=== INFORMATION ===

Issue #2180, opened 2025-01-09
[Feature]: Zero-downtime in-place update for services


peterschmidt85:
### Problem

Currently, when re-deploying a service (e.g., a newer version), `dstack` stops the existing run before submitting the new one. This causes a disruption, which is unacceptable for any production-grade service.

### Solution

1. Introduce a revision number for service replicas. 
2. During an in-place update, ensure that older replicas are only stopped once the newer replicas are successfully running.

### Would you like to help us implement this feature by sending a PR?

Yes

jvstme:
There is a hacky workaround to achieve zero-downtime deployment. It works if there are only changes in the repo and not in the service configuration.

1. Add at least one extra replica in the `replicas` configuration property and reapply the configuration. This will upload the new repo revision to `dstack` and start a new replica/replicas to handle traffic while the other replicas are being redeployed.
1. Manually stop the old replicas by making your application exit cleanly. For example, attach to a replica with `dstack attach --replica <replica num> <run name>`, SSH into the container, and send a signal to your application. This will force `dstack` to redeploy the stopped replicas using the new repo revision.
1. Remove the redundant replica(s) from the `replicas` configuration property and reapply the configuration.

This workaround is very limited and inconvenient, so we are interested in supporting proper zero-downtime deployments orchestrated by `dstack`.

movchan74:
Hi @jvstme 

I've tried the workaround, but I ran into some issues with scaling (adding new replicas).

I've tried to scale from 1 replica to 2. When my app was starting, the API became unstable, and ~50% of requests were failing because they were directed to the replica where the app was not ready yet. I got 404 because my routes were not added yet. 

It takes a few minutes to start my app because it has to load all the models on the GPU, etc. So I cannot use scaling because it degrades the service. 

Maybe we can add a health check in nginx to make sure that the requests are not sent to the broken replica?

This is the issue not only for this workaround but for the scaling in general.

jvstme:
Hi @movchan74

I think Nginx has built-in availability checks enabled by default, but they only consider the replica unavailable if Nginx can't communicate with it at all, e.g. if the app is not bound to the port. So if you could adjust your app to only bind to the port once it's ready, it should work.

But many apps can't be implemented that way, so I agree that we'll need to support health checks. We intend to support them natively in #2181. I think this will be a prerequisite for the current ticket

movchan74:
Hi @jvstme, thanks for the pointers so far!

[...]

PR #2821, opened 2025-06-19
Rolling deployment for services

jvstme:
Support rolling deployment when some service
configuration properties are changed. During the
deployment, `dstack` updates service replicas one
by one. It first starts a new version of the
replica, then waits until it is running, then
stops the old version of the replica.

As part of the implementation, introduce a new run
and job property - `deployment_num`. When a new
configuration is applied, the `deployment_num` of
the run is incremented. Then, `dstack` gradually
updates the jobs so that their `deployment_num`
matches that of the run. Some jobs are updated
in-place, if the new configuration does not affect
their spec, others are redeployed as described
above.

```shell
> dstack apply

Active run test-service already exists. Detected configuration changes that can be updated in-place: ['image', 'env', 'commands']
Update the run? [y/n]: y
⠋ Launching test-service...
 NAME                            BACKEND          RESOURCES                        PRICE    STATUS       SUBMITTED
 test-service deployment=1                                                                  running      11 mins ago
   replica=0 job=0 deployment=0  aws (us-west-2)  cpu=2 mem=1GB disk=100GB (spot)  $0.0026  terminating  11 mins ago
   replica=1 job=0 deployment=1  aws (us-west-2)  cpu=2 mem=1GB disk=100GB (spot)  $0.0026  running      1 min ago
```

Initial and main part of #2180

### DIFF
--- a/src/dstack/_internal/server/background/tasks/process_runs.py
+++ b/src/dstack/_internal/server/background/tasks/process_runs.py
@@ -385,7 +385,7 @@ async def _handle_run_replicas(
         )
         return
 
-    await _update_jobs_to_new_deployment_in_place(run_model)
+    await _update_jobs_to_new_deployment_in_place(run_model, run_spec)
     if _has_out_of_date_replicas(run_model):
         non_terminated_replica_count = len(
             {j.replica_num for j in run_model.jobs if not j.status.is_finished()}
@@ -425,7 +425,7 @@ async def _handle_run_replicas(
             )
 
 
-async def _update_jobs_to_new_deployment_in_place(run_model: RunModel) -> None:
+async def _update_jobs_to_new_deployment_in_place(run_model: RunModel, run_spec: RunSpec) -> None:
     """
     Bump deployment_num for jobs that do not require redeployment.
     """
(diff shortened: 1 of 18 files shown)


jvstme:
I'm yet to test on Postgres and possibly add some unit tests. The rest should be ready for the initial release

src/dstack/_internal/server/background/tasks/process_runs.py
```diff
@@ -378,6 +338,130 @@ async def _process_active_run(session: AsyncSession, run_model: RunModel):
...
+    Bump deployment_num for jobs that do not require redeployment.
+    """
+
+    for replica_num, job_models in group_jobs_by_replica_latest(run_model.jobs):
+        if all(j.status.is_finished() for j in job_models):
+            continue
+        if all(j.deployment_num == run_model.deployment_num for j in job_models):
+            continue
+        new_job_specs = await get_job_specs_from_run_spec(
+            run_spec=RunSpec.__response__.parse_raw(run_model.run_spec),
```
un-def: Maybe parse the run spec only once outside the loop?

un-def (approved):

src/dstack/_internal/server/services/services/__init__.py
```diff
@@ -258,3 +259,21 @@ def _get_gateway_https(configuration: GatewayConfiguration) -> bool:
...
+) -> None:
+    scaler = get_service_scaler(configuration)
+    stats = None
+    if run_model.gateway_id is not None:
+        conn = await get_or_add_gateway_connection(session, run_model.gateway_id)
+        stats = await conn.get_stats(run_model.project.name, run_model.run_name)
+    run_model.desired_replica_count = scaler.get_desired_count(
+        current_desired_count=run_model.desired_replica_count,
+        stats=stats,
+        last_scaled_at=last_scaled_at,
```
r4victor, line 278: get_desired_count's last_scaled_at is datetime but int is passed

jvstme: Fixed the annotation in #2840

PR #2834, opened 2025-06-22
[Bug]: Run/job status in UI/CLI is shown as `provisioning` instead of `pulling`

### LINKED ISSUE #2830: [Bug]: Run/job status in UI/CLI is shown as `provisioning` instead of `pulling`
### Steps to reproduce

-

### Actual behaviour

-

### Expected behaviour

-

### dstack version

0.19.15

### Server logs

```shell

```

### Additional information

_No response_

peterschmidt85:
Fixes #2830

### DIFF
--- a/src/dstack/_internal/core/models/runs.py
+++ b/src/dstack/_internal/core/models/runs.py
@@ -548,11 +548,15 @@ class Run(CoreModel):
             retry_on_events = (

===

EXERCISE INSTRUCTIONS - In full and word for word, reproduce the data above.

RESPONSE AREA -
Issue #2180, opened 2025-01-09
[Feature]: Zero-downtime in-place update for services


peterschmidt85:
### Problem

Currently, when re-deploying a service (e.g., a newer version), `dstack` stops the existing run before submitting the new one. This causes a disruption, which is unacceptable for any production-grade service.

### Solution

1. Introduce a revision number for service replicas. 
2. During an in-place update, ensure that older replicas are only stopped once the newer replicas are successfully running.

### Would you like to help us implement this feature by sending a PR?

Yes

jvstme:
There is a hacky workaround to achieve zero-downtime deployment. It works if there are only changes in the repo and not in the service configuration.

1. Add at least one extra replica in the `replicas` configuration property and reapply the configuration. This will upload the new repo revision to `dstack` and start a new replica/replicas to handle traffic while the other replicas are being redeployed.
1. Manually stop the old replicas by making your application exit cleanly. For example, attach to a replica with `dstack attach --replica <replica num> <run name>`, SSH into the container, and send a signal to your application. This will force `dstack` to redeploy the stopped replicas using the new repo revision.
1. Remove the redundant replica(s) from the `replicas` configuration property and reapply the configuration.

This workaround is very limited and inconvenient, so we are interested in supporting proper zero-downtime deployments orchestrated by `dstack`.

movchan74:
Hi @jvstme 

I've tried the workaround, but I ran into some issues with scaling (adding new replicas).

I've tried to scale from 1 replica to 2. When my app was starting, the API became unstable, and ~50% of requests were failing because they were directed to the replica where the app was not ready yet. I got 404 because my routes were not added yet. 

It takes a few minutes to start my app because it has to load all the models on the GPU, etc. So I cannot use scaling because it degrades the service. 

Maybe we can add a health check in nginx to make sure that the requests are not sent to the broken replica?

This is the issue not only for this workaround but for the scaling in general.

jvstme:
Hi @movchan74

I think Nginx has built-in availability checks enabled by default, but they only consider the replica unavailable if Nginx can't communicate with it at all, e.g. if the app is not bound to the port. So if you could adjust your app to only bind to the port once it's ready, it should work.

But many apps can't be implemented that way, so I agree that we'll need to support health checks. We intend to support them natively in #2181. I think this will be a prerequisite for the current ticket

movchan74:
Hi @jvstme, thanks for the pointers so far!

[...]

PR #2821, opened 2025-06-19
Rolling deployment for services

jvstme:
Support rolling deployment when some service
configuration properties are changed. During the
deployment, `dstack` updates service replicas one
by one. It first starts a new version of the
replica, then waits until it is running, then
stops the old version of the replica.

As part of the implementation, introduce a new run
and job property - `deployment_num`. When a new
configuration is applied, the `deployment_num` of
the run is incremented. Then, `dstack` gradually
updates the jobs so that their `deployment_num`
matches that of the run. Some jobs are updated
in-place, if the new configuration does not affect
their spec, others are redeployed as described
above.

```shell
> dstack apply

Active run test-service already exists. Detected configuration changes that can be updated in-place: ['image', 'env', 'commands']
Update the run? [y/n]: y
⠋ Launching test-service...
 NAME                            BACKEND          RESOURCES                        PRICE    STATUS       SUBMITTED
 test-service deployment=1                                                                  running      11 mins ago
   replica=0 job=0 deployment=0  aws (us-west-2)  cpu=2 mem=1GB disk=100GB (spot)  $0.0026  terminating  11 mins ago
   replica=1 job=0 deployment=1  aws (us-west-2)  cpu=2 mem=1GB disk=100GB (spot)  $0.0026  running      1 min ago
```

Initial and main part of #2180

### DIFF
--- a/src/dstack/_internal/server/background/tasks/process_runs.py
+++ b/src/dstack/_internal/server/background/tasks/process_runs.py
@@ -385,7 +385,7 @@ async def _handle_run_replicas(
         )
         return
 
-    await _update_jobs_to_new_deployment_in_place(run_model)
+    await _update_jobs_to_new_deployment_in_place(run_model, run_spec)
     if _has_out_of_date_replicas(run_model):
         non_terminated_replica_count = len(
             {j.replica_num for j in run_model.jobs if not j.status.is_finished()}
@@ -425,7 +425,7 @@ async def _handle_run_replicas(
             )
 
 
-async def _update_jobs_to_new_deployment_in_place(run_model: RunModel) -> None:
+async def _update_jobs_to_new_deployment_in_place(run_model: RunModel, run_spec: RunSpec) -> None:
     """
     Bump deployment_num for jobs that do not require redeployment.
     """
(diff shortened: 1 of 18 files shown)


jvstme:
I'm yet to test on Postgres and possibly add some unit tests. The rest should be ready for the initial release

src/dstack/_internal/server/background/tasks/process_runs.py
```diff
@@ -378,6 +338,130 @@ async def _process_active_run(session: AsyncSession, run_model: RunModel):
...
+    Bump deployment_num for jobs that do not require redeployment.
+    """
+
+    for replica_num, job_models in group_jobs_by_replica_latest(run_model.jobs):
+        if all(j.status.is_finished() for j in job_models):
+            continue
+        if all(j.deployment_num == run_model.deployment_num for j in job_models):
+            continue
+        new_job_specs = await get_job_specs_from_run_spec(
+            run_spec=RunSpec.__response__.parse_raw(run_model.run_spec),
```
un-def: Maybe parse the run spec only once outside the loop?

un-def (approved):

src/dstack/_internal/server/services/services/__init__.py
```diff
@@ -258,3 +259,21 @@ def _get_gateway_https(configuration: GatewayConfiguration) -> bool:
...
+) -> None:
+    scaler = get_service_scaler(configuration)
+    stats = None
+    if run_model.gateway_id is not None:
+        conn = await get_or_add_gateway_connection(session, run_model.gateway_id)
+        stats = await conn.get_stats(run_model.project.name, run_model.run_name)
+    run_model.desired_replica_count = scaler.get_desired_count(
+        current_desired_count=run_model.desired_replica_count,
+        stats=stats,
+        last_scaled_at=last_scaled_at,
```
r4victor, line 278: get_desired_count's last_scaled_at is datetime but int is passed

jvstme: Fixed the annotation in #2840

PR #2834, opened 2025-06-22
[Bug]: Run/job status in UI/CLI is shown as `provisioning` instead of `pulling`

### LINKED ISSUE #2830: [Bug]: Run/job status in UI/CLI is shown as `provisioning` instead of `pulling`
### Steps to reproduce

-

### Actual behaviour

-

### Expected behaviour

-

### dstack version

0.19.15

### Server logs

```shell

```

### Additional information

_No response_

peterschmidt85:
Fixes #2830

### DIFF
--- a/src/dstack/_internal/core/models/runs.py
+++ b/src/dstack/_internal/core/models/runs.py
@@ -548,11 +548,15 @@ class Run(CoreModel):
             retry_on_events = (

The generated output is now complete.